You are ignorant of the fact that a type system is necessarily a blunt simplification of the real complexity. Therefore, use of types must be pragmatic, and actual logic must be coded in normal code (which should be obvious but it isn't to type theory weirdos). Otherwise, you require dependent typing or whatever, and you will have to write your code twice, once in a usable programming language and once in a very unusable programming language. Much more than only twice actually, given that all the implicit detail should apprently go explicitly formalized at the type level.

Just to make sure I'm not entirely talking out of my arse because I'm so incredibly annoyed by your otherworldly proposition, I asked an AI about the sel4 microkernel. It consists of 10,000 lines of C code (that says a lot about its practical utility, which is very limited), and of 1,3 million lines of manually written proof code (which says a lot about the practicality of proving).
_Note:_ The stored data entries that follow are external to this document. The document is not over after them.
PR #7991, opened 2026-07-23
fix/issue 7956 assistant cancellation hang

### LINKED ISSUE #7956: Cancelling an in-flight tool call deadlocks AssistantAgent.on_messages_stream
### Description

Cancelling a `CancellationToken` while a tool call is in flight permanently hangs `AssistantAgent.on_messages_stream` instead of ending the stream, contradicting the cancellation contract described in `BaseGroupChat.run`/`run_stream` ("cancellation_token.cancel() ... kill the task immediately").

### Root cause

`StaticWorkbench.call_tool` and `StaticStreamWorkbench.call_tool_stream` (`python/packages/autogen-core/src/autogen_core/tools/_static_workbench.py`, lines 115-124 and 197-224) both wrap the awaited, cancellation-linked tool future in `except Exception as e:`:

```python
try:
    result_future = asyncio.ensure_future(tool.run_json(arguments, cancellation_token, call_id=call_id))
    cancellation_token.link_future(result_future)
    actual_tool_output = await result_future
    ...
except Exception as e:
    result_str = self._format_errors(e)
    is_error = True
```

Cancelling `cancellation_token` cancels `result_future`, which raises `asyncio.CancelledError` out of `await result_future`. Since Python 3.8, `CancelledError` inherits from `BaseException`, not `Exception`, so `except Exception` does not catch it. Every other tool failure is caught and turned into an error `ToolResult`; cancellation is the one exception that instead propagates straight out of `call_tool`/`call_tool_stream`.

That escapes into `AssistantAgent._execute_tool_call` (`_assistant_agent.py`, around line 1536, no try/except there), then into the `asyncio.gather(...)` call inside the nested `_execute_tool_calls` (`_assistant_agent.py`, line 1200), which is not called with `return_exceptions=True`. When `gather` raises, the line right after it,

```python
stream_queue.put_nowait(None)  # line 1214, end-of-stream sentinel
```

never executes. The consumer loop that reads from that queue,

```python
while True:                    # line 1219
    event = await stream.get()
    if event is None:
        break
```

has no other way to terminate, so it blocks on `stream.get()` forever. `on_messages_stream` never yields another event, never returns, and never raises, cancelling the token hangs the agent instead of stopping it.

This also affects anything that awaits the stream from inside a runtime event handler, e.g. `ChatAgentContainer.handle_request` (`_chat_agent_container.py`, line 133), which means `stop_when_idle()` can hang too, since the publish-handling task that is stuck never calls `task_done()`.

### Reproduction sketch

1. Give an `AssistantAgent` a tool whose `run_json` takes long enough to still be running when cancelled (e.g. `await asyncio.sleep(10)`).
2. Start `on_messages_stream(...)`, let it reach the point where the tool call is in flight.
3. Call `cancellation_token.cancel()`.
4. Continue consuming the stream, or call `stop_when_idle()` on the enclosing team.

Expected: the stream ends promptly (per the documented cancellation contract). Actual: consuming the stream never returns; `stop_when_idle()` never resolves either, since the runtime's publish-handling task for this agent is stuck awaiting the same queue.

### Suggested direction (not a full fix)

`call_tool`/`call_tool_stream` need to either catch `asyncio.CancelledError` explicitly (and decide whether to re-raise after cleanup or surface it as a `ToolResult`), or `_execute_tool_calls`'s `asyncio.gather` needs `return_exceptions=True` with the sentinel `put_nowait(None)` moved to a `finally` so the consumer loop always terminates even when a child task raises.

`autogen-core` and `autogen-agentchat`, `main` branch, commit `027ecf0a379bcc1d09956d46d12d44a3ad9cee14`.

wasim-builds:
Fixes #7956

## Problem

Assistant agent cancellation can hang under certain conditions, leaving the agent stuck in a cancelling state.

## Fix

Ensure cancellation propagates cleanly through the assistant agent's execution path and test harness.

## Changes

- `_assistant_agent.py`: cancellation cleanup fixes
- `test_assistant_agent.py`: 65 lines of new tests covering cancellation edge cases

## Verification

Agent cancels cleanly without hanging in integration and unit tests.

### DIFF
--- a/python/packages/autogen-agentchat/src/autogen_agentchat/agents/_assistant_agent.py
+++ b/python/packages/autogen-agentchat/src/autogen_agentchat/agents/_assistant_agent.py
@@ -1197,22 +1197,26 @@ class AssistantAgent(BaseChatAgent, Component[AssistantAgentConfig]):
                 function_calls: List[FunctionCall],
                 stream_queue: asyncio.Queue[BaseAgentEvent | BaseChatMessage | None],
             ) -> List[Tuple[FunctionCall, FunctionExecutionResult]]:
-                results = await asyncio.gather(
-                    *[
-                        cls._execute_tool_call(
-                            tool_call=call,
-                            workbench=workbench,
-                            handoff_tools=handoff_tools,
-                            agent_name=agent_name,
-                            cancellation_token=cancellation_token,
-                            stream=stream_queue,
-                        )
-                        for call in function_calls
-                    ]
-                )
-                # Signal the end of streaming by putting None in the queue.
-                stream_queue.put_nowait(None)
-                return results
+                try:
+                    results = await asyncio.gather(
+                        *[
+                            cls._execute_tool_call(
+                                tool_call=call,
+                                workbench=workbench,
+                                handoff_tools=handoff_tools,
+                                agent_name=agent_name,
+                                cancellation_token=cancellation_token,
+                                stream=stream_queue,
+                            )
+                            for call in function_calls
+                        ]
+                    )
+                    return results
+                finally:
+                    # Signal the end of streaming by putting None in the queue.
+                    # Using finally ensures the queue always terminates, even when
+                    # the task is cancelled, preventing the consumer from hanging.
+                    stream_queue.put_nowait(None)
 
             task = asyncio.create_task(_execute_tool_calls(current_model_result.content, stream))
 
--- a/python/packages/autogen-agentchat/tests/test_assistant_agent.py
+++ b/python/packages/autogen-agentchat/tests/test_assistant_agent.py
@@ -2878,8 +2878,8 @@ class TestAssistantAgentCancellationToken:
         # CancelledError propagates out (and is expected here).
         try:
             await asyncio.wait_for(consume_task, timeout=5.0)
-        except (asyncio.CancelledError, Exception):
-            pass  # Both outcomes are acceptable — what matters is we didn't hang.
+        except asyncio.CancelledError:
+            pass  # expected: cancellation propagates out of the consumer
 
 
 class TestAssistantAgentStreamingEdgeCases:
--- a/python/packages/autogen-agentchat/tests/test_assistant_agent.py
+++ b/python/packages/autogen-agentchat/tests/test_assistant_agent.py
@@ -2816,6 +2816,71 @@ class TestAssistantAgentCancellationToken:
         # Context clear should be called
         mock_context.clear.assert_called_once()
 
+    @pytest.mark.asyncio
+    async def test_tool_cancellation_terminates_stream(self) -> None:
+        """Regression test for #7956: cancelling a tool call terminates the stream.
+
+        Prior to the fix, _execute_tool_calls placed the stream terminator
+        (None) after the await, so when asyncio.gather raised CancelledError
+        the terminator was never enqueued and on_messages_stream hung forever.
+        The fix wraps gather in try/finally, ensuring the queue always
+        terminates.
+        """
+        # A tool that blocks indefinitely — cancellation is the only way out.
+        async def hanging_tool(param: str) -> str:
+            await asyncio.Event().wait()  # Never finishes on its own
+            return f"Result: {param}"
+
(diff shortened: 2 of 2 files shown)


ErenAta16 (commented):
I filed #7956, so thanks for taking it on. The `_assistant_agent.py` change is right, but I think this needs splitting before it can be reviewed properly, and there's a gap in the fix itself.

**The scope.** 37 files changed, 36 of which are unrelated `encoding="utf-8"` additions across agbench, samples, studio and docs. The actual fix for #7956 is one hunk in `_assistant_agent.py`. That matters practically: 13 of those files also appear in #8003 ("add encoding='utf-8' to all text-mode open() calls"), so the two PRs will conflict, and whichever merges second has to be rebased. Splitting the UTF-8 work out and letting #8003 own it would leave this PR as a ~18-line diff that a maintainer can actually review against the issue.

**The fix is correct as far as it goes.** Moving the sentinel into a `finally`:

```python
try:
    results = await asyncio.gather(...)
    return results
finally:
    stream_queue.put_nowait(None)
```

does close the hang at that layer. Previously `put_nowait(None)` sat after the `await`, so when `gather` raised, the consumer draining `stream_queue` never saw its terminator and blocked forever. That's the observable symptom I reported.

**But it treats the symptom rather than the cause, and the cause is one layer down.** From the issue:

`StaticWorkbench.call_tool` and `StaticStreamWorkbench.call_tool_stream` (`_static_workbench.py`, lines 115-124 and 197-224) wrap the cancellation-linked future in `except Exception`. Since Python 3.8 `CancelledError` derives from `BaseException`, so it isn't caught there, while every other tool failure is converted into an error `ToolResult`. Cancellation is the single failure mode that escapes `call_tool` instead of being reported through the normal result path.

With only this PR's change, cancelling a tool call now terminates the stream instead of hanging, which is a genuine improvement. But the `CancelledError` still propagates out of `on_messages_stream` rather than the run ending cleanly, and callers get no `FunctionExecutionResult` recording that the tool was cancelled, so the message history has a `FunctionCall` with no corresponding result. If the intent is the contract in `BaseGroupChat.run_stream` ("cancel() ... kill the task immediately"), the workbench should catch `CancelledError` explicitly and surface it as a cancelled `ToolResult`, with this `finally` as the belt-and-braces guarantee that the queue always terminates.

**Also missing: a regression test.** The hang is the kind of bug that returns quietly. A test that cancels the token mid-tool-call and asserts `on_messages_stream` terminates (rather than hanging) would pin it. Worth using `asyncio.wait_for` with a short timeout so a regression fails fast instead of hanging CI.

Suggested split:
1. this PR, `_assistant_agent.py` `finally` only, plus a cancellation test
2. the workbench `CancelledError` handling, either here or as a follow-up
3. the UTF-8 changes dropped in favour of #8003

Happy to review each piece as it goes up.

ErenAta16 (commented):
The source change is right — the terminator in `finally` is what guarantees the consumer stops waiting, and it covers the exception path as well as cancellation.

The regression test does not fail on `main` though. The last block is:

```python
try:
    await asyncio.wait_for(consume_task, timeout=5.0)
except (asyncio.CancelledError, Exception):
    pass  # Both outcomes are acceptable — what matters is we didn't hang.
```

`asyncio.wait_for` signals the timeout by raising `asyncio.TimeoutError`, and that is an `Exception` subclass, so the blanket `except` swallows the one outcome the test exists to catch:

```
issubclass(asyncio.TimeoutError, Exception): True

hanging task  -> swallowed TimeoutError -> test would PASS
without the blanket except -> TimeoutError raised -> test would FAIL
```

So a stream that hangs for the full 5 seconds ends the test green. Letting `TimeoutError` through fixes it:

```python
try:
    await asyncio.wait_for(consume_task, timeout=5.0)
except asyncio.CancelledError:
    pass  # expected: cancellation propagates out of the consumer
```

`asyncio.TimeoutError` then escapes and fails the test, while the cancellation you do expect is still tolerated. Worth confirming it fails with the `try`/`finally` reverted before landing, since that is the property the test is claiming.

Splitting out the workbench `CancelledError` change sounds right to me.

PR #109, opened 2018-05-08
add recruitment template

mspector:
adds a recruitment invitation template and content


openreview/invitations/templates.py
```diff
@@ -167,6 +167,54 @@ def __init__(self, name, conference_id, duedate = 0,
...
+                'values': ['~Super_User1']
+            },
+            'signatures': {
+                'values-regex': '\\(anonymous\\)'
+            },
+            'writers': {
+                'values-regex': '\\(anonymous\\)'
+            }
+        }
+
```
pmandler: Why use anonymous? Only a Super User can see them.

mspector: this is so that they can sign the note without being logged in. any value other than anonymous requires a user token

PR #117, opened 2018-05-24
Split assign into add_assignment() and remove_assignment() and pull o…

pmandler:
…ut common code helper functions.

### DIFF
--- a/openreview/tools.py
+++ b/openreview/tools.py
@@ -17,14 +17,6 @@ def get_profile(client, value):
             return e
     return profile
 
-def get_profile_id(client, value):
-    profile = get_profile(client, value)
-    if profile:
-        user = profile.id
-    else:
-        user = value
-    return user
-
 def create_profile(client, email, first, last, middle = None, allow_duplicates = False):
 
     profile = get_profile(client, email)
@@ -379,7 +371,8 @@ def add_assignment(client, paper_number, conference, reviewer,
 
     Prints the results to the console.
     '''
-    user = get_profile_id(client, reviewer)
+    profile = get_profile(client, reviewer)
+    user = profile.id if profile else reviewer
 
     if user not in parent_group.members:
         client.add_members_to_group(parent_group, user)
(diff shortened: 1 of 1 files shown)


openreview/tools.py
```diff
@@ -360,85 +346,164 @@ def assign(client, paper_number, conference,
...
+    @paper_number: the number of the paper to assign
+    @conference: the ID of the conference being assigned
+    @reviewer: may be an email address or a tilde ID;
+        adds the given user to the parent and individual groups defined by
+        the paper number, conference, and labels
+    @parent_group_params: optional parameter that overrides the default
+    @individual_group_params: optional parameter that overrides the default
+     '''
+
+    parent_group = get_or_create_reviewer_group(client, paper_number, conference, parent_group_params, parent_label)
```
melisabok: it seems these 4 lines are repeated in both functions: add_assignment and remove_assignment. Could we put then together in a common function?

openreview/tools.py
```diff
@@ -360,85 +346,164 @@ def assign(client, paper_number, conference,
...
+    Removes the given user from the parent group,
+        and any assigned individual groups.
+    '''
+
+    user_groups = [g.id for g in client.get_groups(member=user)]
+
+    for user_entity in user_groups:
+        if user_entity in parent_group.members:
+            client.remove_members_from_group(parent_group, user_entity)
+            print "{:40s} xxx {}".format(user_entity, parent_group.id)
```
melisabok: can we result a result, same that we did in the add_assignment

openreview/tools.py
melisabok: may be we can do together in a single function:

- get or create reviewer group
- get individual group

no need to define them separately

openreview/tools.py
```diff
@@ -17,6 +17,14 @@ def get_profile(client, value):
             return e
     return profile
 
+def get_profile_id(client, value):
```
melisabok: I don't think that we need a function for this, get_profile_id doesn't return always an id. So the name is confusing. 

I would replace the function call with these 2 lines:

```
profile = tools.get_profile(client, user)
user = profile.id if profile else user
```

pmandler:
Can we merge this in with the other change for 0.8.0?

PR #119, opened 2018-06-11
export invitations folder

melisabok:
@pmandler 

Could you check if your localhost works?

you should do:

```
pip install .
```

It takes a lot longer to figure out if it'll be a problem than to just add the check. And you don't have to ponder whether it's possible for a null to get there, because now it's fine if it does.
Are you talking about extending the API contract to allow for NULL? That is often the path to madness, especially if it requires complicating the signature (return value etc). Better to just assert/crash.
No. I'm talking about adding the check to reject NULL. Then you don't have to spend time justifying or figuring out why a NULL can't turn up here.
So reject as in assert? But how does that go together with what you said, "because now it's fine if it does"?
Because no one is expecting it to work if a null is passed. Your total range of behaviours left are crashes, doesn't crash and is silently ok, or doesn't crash and causes something worse (data corruption, you get your product in a CVE, that area).

My proposition is that "it's silently ok" isn't likely enough, which is in line with your position on "don't extend the contract to accept null". So what's left is crash, or something worse.

So if those are your choices, don't waste time justifying that a null can't get there, just add a check to ensure you get the better behaviour. It takes seconds.